Thomson Reuters owns Westlaw, which is a major legal research platform that provides a variety of legal sources, including case law, court decisions, statutes, legal articles, and editorial summaries written by editors, also called headnotes. It requires a paid subscription, which costs hundreds of dollars per month. Westlaw is therefore mainly used by law firms and legal institutions.
Ross Intelligence is a legal AI startup and a competitor that has developed a legal AI search engine. The company tried to license Westlaw’s content, but Reuters refused this request. Instead, Ross decided to make a deal with LegalEase to get training data in the form of so-called ‘Bulk Memos’. Bulk Memos are compilations of legal questions and answers based on Westlaw’s headnotes.
According to court documents, Ross Intelligence built its competing product using Bulk Memos, which in turn were built from Westlaw headnotes.
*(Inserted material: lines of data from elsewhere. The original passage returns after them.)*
PR #1100, opened 2026-01-24
fix: resolve duplicated links when quoting multiple messages in ChatI…

vivekyadav-3:
While exploring the 
ChatInput
 component, I noticed that quoting multiple messages led to redundant content accumulation in the message body. This was caused by a string mutation inside the quoteMessage.map loop.

I've refactored the logic to use a clean functional approach (map + join), which ensures each quote correctly generates exactly one link and improves performance

### DIFF
--- a/packages/react/src/views/ChatInput/ChatInput.js
+++ b/packages/react/src/views/ChatInput/ChatInput.js
@@ -298,17 +298,17 @@ const ChatInput = ({ scrollToBottom, clearUnreadDividerRef }) => {
       //   }
       // }
 
-      const quoteArray = await Promise.all(
+      const quoteLinks = await Promise.all(
         quoteMessage.map(async (quote) => {
           const { msg, attachments, _id } = quote;
           if (msg || attachments) {
             const msgLink = await getMessageLink(_id);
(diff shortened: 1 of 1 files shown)


Spiral-Memory:
Could you share a video demonstrating the changes, showing both the state before and after the fixes were applied?

vivekyadav-3:
Hi @Spiral-Memory!
Thank you for your patience. Here are the screen recordings demonstrating the changes before and after my fix.
https://github.com/user-attachments/assets/3ff5845a-dd43-4064-b593-9e25c88253d9
In the first video, you can see that when quoting multiple messages, the old code in 
ChatInput.js ended up duplicating the URL links every single time it iterated over the quotes array. When creating the final message, it resulted in a messy output of stacked duplicate links.

https://github.com/user-attachments/assets/944ad102-23a5-40e8-8080-81bc406eaf43

With my PR applied, instead of joining everything in an outer variable inside the .map() loop, the code correctly returns each link individually and calls .join('') at the very end just once. Now, when I quote those exact same two messages and hit send, the output string is perfectly clean with no duplications.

When Thomson Reuters found out, it sued Ross for copyright infringement.
The United States District Court for the District of Delaware has decided in favor of the press agency. The judge ruled that Westlaw’s headnotes are subjected to copyright protection. Ross Intelligence copied these headnotes to use as training data for its legal AI search engine.
In addition, the court ruled that fair use doesn’t apply in this case, because Ross Intelligence’s use is commercial and not transformative: it doesn’t have a different character compared to Westlaw, because Ross’ legal research tool was built to compete with Thomson Reuters’ tool.
“We are pleased that the court granted summary judgment in our favor and concluded that Westlaw’s editorial content created and maintained by our attorney editors, is protected by copyright and cannot be used without our consent. The copying of our content was not ‘fair use’,” Thomson Reuters spokesperson Jeff McCoy told The Verge in a statement.
This ruling sets a precedent for AI companies for prohibiting the use of copyrighted materials for training purposes without consent, and whether they can claim ‘fair use’ as a defense for using copyrighted materials.
A similar lawsuit has been brought up against OpenAI and Microsoft by The New York Times, which is accusing the companies to have trained their AI models by copying and using millions of the news outlet’s articles, and thus becoming the publication’s direct competitor.